Devamı için tıklayınız ...
Kanaat önderini kısaca görece belli bir sıklıkla, diğer bireylerin tutum ve / veya davranışlarını etkileyebilen kişi olarak tanımlamak mümkündür. Günlük yaşamda çevresinde kabul gören, herhangi bir konuda uzman olduğu kabul edilen kişiler de kanaat önderi olarak değerlendirilebilir. Araştırmalar ortaya koymuştur ki, kanaat önderleri, etki altında bıraktıkları kişilere göre birçok bakımdan farklı özellikler taşır. Bu özelliklerden bazıları kanaat önderlerinin etkiledikleri kişi ya da kitlelere oranla daha biçimsel bir eğitim almış olmaları, toplum içinde daha yüksek bir sosyal statüye sahip olmaları, kitle iletişim araçlarını daha fazla kullandıkları ve görece daha fazla maddi güç sahibi olmalarıdır.

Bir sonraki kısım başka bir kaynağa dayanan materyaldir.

PR #3741, opened 2026-02-01
fix: Discord voting race condition - add retry loop for guild connection

ghost:
- Add retry loop (up to 10 seconds) for guild.IsConnected check
- Explicitly add Guilds intent for proper guild data sync
- Add warning logs before handleFatal() calls for better debugging

Fixes issue where Discord voting fails immediately on startup because guild.IsConnected returns false right after Ready event fires.

### DIFF
--- a/TwitchChatVotingProxy/VotingReceiver/DiscordVotingReceiver.cs
+++ b/TwitchChatVotingProxy/VotingReceiver/DiscordVotingReceiver.cs
@@ -45,9 +45,9 @@ namespace TwitchChatVotingProxy.VotingReceiver
 
             m_Client = new DiscordSocketClient(new DiscordSocketConfig()
             {
-                // We don't actually need any but the Ready event fires much later without this for whatever reason
-                // So we just enable all unprivileged intents minus the ones the log warns us against using
-                GatewayIntents = GatewayIntents.AllUnprivileged
+                // Enable Guilds intent to properly receive guild data
+                // Also enable all unprivileged intents for proper functionality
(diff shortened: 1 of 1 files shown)


TwitchChatVotingProxy/VotingReceiver/DiscordVotingReceiver.cs
```diff
@@ -45,9 +45,9 @@ public async Task<bool> Init()
 
             m_Client = new DiscordSocketClient(new DiscordSocketConfig()
             {
-                // We don't actually need any but the Ready event fires much later without this for whatever reason
-                // So we just enable all unprivileged intents minus the ones the log warns us against using
-                GatewayIntents = GatewayIntents.AllUnprivileged
+                // Enable Guilds intent to properly receive guild data
+                // Also enable all unprivileged intents for proper functionality
+                GatewayIntents = GatewayIntents.Guilds | GatewayIntents.AllUnprivileged
```
holysnipz: redundant, no? since `Guilds` already part of `AllUnprivileged`
https://docs.discordnet.dev/api/Discord.GatewayIntents.html#fields

IcyNova420: While strictly redundant via bitwise definition, I'm keeping it explicit for readability and to ensure zero ambiguity given the flakiness of the Ready event documented in the comments above. The primary fix here is the retry loop.

Regynate:
LGTM 👍

PR #133, opened 2023-02-11
Replace require with import

j-f1:
This fixes an issue where the server would fail to start up when HTTPS was enabled, since ES Modules no longer support calling `require()` inside of them directly. I checked the rest of the code and there don’t seem to be any other `require` calls.


trevdor (approved):
👍🏻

Araştırmaların ortaya koyduğu bu özellikler, kanaat önderlerinin hemen hepsinde ortak özellikler olsa da, bir kişinin sadece bu özelliklere sahip olması onu kanaat önderi yapmaya yetmez. Kanaat önderi kavramı genelde ideolojik anlamlarda kullanılıyor ancak, biz buradaki örneğimizde bu ideolojik anlama yer vermeyeceğiz.
Devamı için tıklayınız ...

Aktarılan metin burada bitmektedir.